PR #86, opened 2019-08-19
Pcx 379

siebeprojects:
Two main changes are in this PR. 
1. Renaming the ProcessPayment to ChargePayment, this is because the ChargePaymentActivity only takes care of the final Charge operation. All other operations like update, preset, etc are handled by the PaymentListActivity. 
2. Move the payment logic for VISA and other basic payment methods to a BasicNetworkService. This NetworkService implementation will take care of performing the operation of the selected network.


payment/src/main/java/net/optile/payment/ui/service/NetworkServiceLookup.java
```diff
@@ -0,0 +1,66 @@
...
+    /** 
+     * Is the ApplicableNetwork supported by any of the NetworkServices provided in this Android SDK.
+     * 
+     * @param network check if this network is supported
+     * 
+     * @return true when supported, false otherwise
+     */
+    public static boolean isSupported(ApplicableNetwork network) {
+        NetworkServiceFactory factory = getFactory(network.getCode());
+        return factory != null && factory.isSupported(network);
```
hjhill: Will the `isSupported` ever return `false` here? If so, did the call to `getFactory` find the "wrong" `NetworkService` (i.e., could it find a better one by checking the other factories)?

payment/src/main/java/net/optile/payment/ui/service/NetworkServiceLookup.java
```diff
@@ -0,0 +1,66 @@
...
+
+import net.optile.payment.model.ApplicableNetwork;
+import net.optile.payment.ui.service.basic.BasicNetworkFactory;
+
+/**
+ * Class for looking up a NetworkService given the ApplicableNetwork.
+ */
+public class NetworkServiceLookup {
+
+    private static volatile List<NetworkServiceFactory> factories = new ArrayList<>();
```
hjhill: `volatile` is not necessary here, `final` might be a good idea.

payment/src/main/java/net/optile/payment/ui/service/NetworkServiceLookup.java
```diff
@@ -0,0 +1,66 @@
...
+        for (NetworkServiceFactory factory : factories) {
+            if (factory.isSupported(code)) {
+                return factory;
+            }
+        }
+        return null;
+    }
+    
+    private static void initFactories() {
+        synchronized (factories) {
```
hjhill: Synchronization is a good idea, but must be done consistently (i.e., when writing *and* reading). Other option: The `CopyOnWriteArrayList` makes synchronization unnecessary when writes are rare (or, as might be the case here, only done in an initialization phase)

BTW: At the moment there's only this `BasicNetworkFactory`, but you planned this as the point of extension, correct?

payment/src/main/java/net/optile/payment/ui/service/basic/BasicNetworkFactory.java
```diff
@@ -0,0 +1,65 @@
...
+import net.optile.payment.core.PaymentNetworkCodes;
+import net.optile.payment.model.ApplicableNetwork;
+import net.optile.payment.ui.service.NetworkService;
+import android.text.TextUtils;
+import net.optile.payment.ui.service.NetworkServiceFactory;
+
+/**
+ * Specific implementation for basic networks like i.e. Visa, mastercard and sepa.
+ */
+public final class BasicNetworkFactory implements NetworkServiceFactory {
```
hjhill: Minor: I would call it `BasicNetworkServiceFactory` (more consistent IMO).

payment/src/main/java/net/optile/payment/ui/page/ChargePaymentPresenter.java
```diff
@@ -0,0 +1,312 @@
...
+        sessionService = new PaymentSessionService();
+        sessionService.setListener(this);
+    }
+
+    void onStart(Operation operation) {
+        this.operation = operation;
+        this.listUrl = PaymentUI.getInstance().getListUrl();
+        
+        if (activityResult != null) {
+            handleActivityResult(activityResult);
```
hjhill: FYI: A more logical ordering of private methods would make reviewing easier.

payment/src/main/java/net/optile/payment/form/Operation.java
```diff
@@ -163,4 +164,31 @@ public String toJson() throws JSONException {
...
         return url;
     }
+
+    /** 
+     * Create a new empty Operation using the URL from the provided operation and use the newType.
+     *
+     * @param operation the source operation to use
+     * @param newType the type of the new Operation
+     */
+    public final static Operation createOperationFrom(Operation operation, String newType) throws PaymentException {
```
hjhill: Is this some sort of `cloneWithChangedType` operation? In any case, I'd argue that `Operation` and possibly also `From` are redundant in this name...

payment/src/main/java/net/optile/payment/form/Operation.java
```diff
@@ -163,4 +164,31 @@ public String toJson() throws JSONException {
...
+        String curType = operation.getType();
+
+        if (curType == null) {
+            throw new PaymentException("Could not determine type from operation URL");
+        }
+        String src = operation.getURL().toString();
+        String from = curType.toLowerCase();
+        String to = newType.toLowerCase();
+        int lastIndex = src.lastIndexOf(from);
+        String tail = src.substring(lastIndex).replaceFirst(from, to);
```
hjhill: `replaceFirst` searches for `from` again - this is unnecessary and may confuse readers. Better create the new string as
`src.substring(0, lastIndex) + to + src.substring(lastIndex + from.length())`.

payment/src/main/java/net/optile/payment/ui/PaymentResult.java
■ ■ ■ ■ ■ ■ ■
# What is expected
In the answer, the lines from the first line of the data above through the line containing "1. Renaming the" must appear exactly as written, with nothing else.

# Solution for this task
PR #86, opened 2019-08-19
Pcx 379

siebeprojects:
Two main changes are in this PR. 
1. Renaming the ProcessPayment to ChargePayment, this is because the ChargePaymentActivity only takes care of the final Charge operation. All other operations like update, preset, etc are handled by the PaymentListActivity. 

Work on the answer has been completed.